Citigroup has lowered its price targets for Bitcoin and Ethereum as delays in U.S. crypto legislation continue to cast doubt over the market’s future. The bank pointed to sluggish exchange-traded fund flows and diminishing network activity as significant factors influencing this decision. As a result, both Bitcoin and Ethereum face increased pressure in an already volatile environment.

The current crypto landscape reflects a broader hesitation among investors due to regulatory uncertainties. Citigroup’s move may signal to the market that optimism around potential U.S. regulatory approvals is waning. Investors have grown reliant on anticipated regulatory clarity to drive market sentiment, and without it, the outlook appears bleak. This situation affects not just large investors, but also retail participants who seek guidance on when to enter or exit positions.

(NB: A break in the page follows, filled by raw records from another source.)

PR #6154, opened 2022-03-03
feat(analytics): support querying organization for superusers

mattkrick:
I realized i couldn't get the name of an organization from graphiql, now i can.

TEST
```gql
viewer {
  organization(orgId: "foo") {
    name
  }
}
```
- [ ] the above query works for an organization that you're not a part of as long as you're a super user

### DIFF
--- a/packages/server/graphql/queries/organization.ts
+++ b/packages/server/graphql/queries/organization.ts
@@ -1,8 +1,7 @@
-import {GQLContext} from './../graphql'
 import {GraphQLID, GraphQLNonNull} from 'graphql'
+import {getUserId, isSuperUser} from '../../utils/authorization'
 import Organization from '../types/Organization'
-import {getUserId} from '../../utils/authorization'
-import OrganizationUser from '../../database/types/OrganizationUser'
+import {GQLContext} from './../graphql'
 
 export default {
   type: Organization,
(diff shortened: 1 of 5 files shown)


packages/server/graphql/queries/organization.ts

After Citigroup’s announcement, Bitcoin dipped to approximately $25,500, while Ethereum fell to around $1,600. Trading volumes remain low, with Bitcoin’s 24-hour volume dropping below $20 billion. Analysts are expressing concern about the sustainability of current price levels, citing that diminished network activity may hinder further growth. The uncertainty surrounding newly proposed regulations has also raised alarms, as market watchers call for clearer signals from lawmakers.

Moving forward, traders will focus on key support levels, with Bitcoin needing to hold above $25,000 and Ethereum looking to stabilize around $1,550. Upcoming regulatory discussions and potential approvals could serve as catalysts to shift market sentiment. Investors should keep an eye on these developments, as they could significantly influence the trajectory of both Bitcoin and Ethereum in the coming weeks. The outlook for Web3 remains contingent on how the regulatory environment unfolds alongside market responses.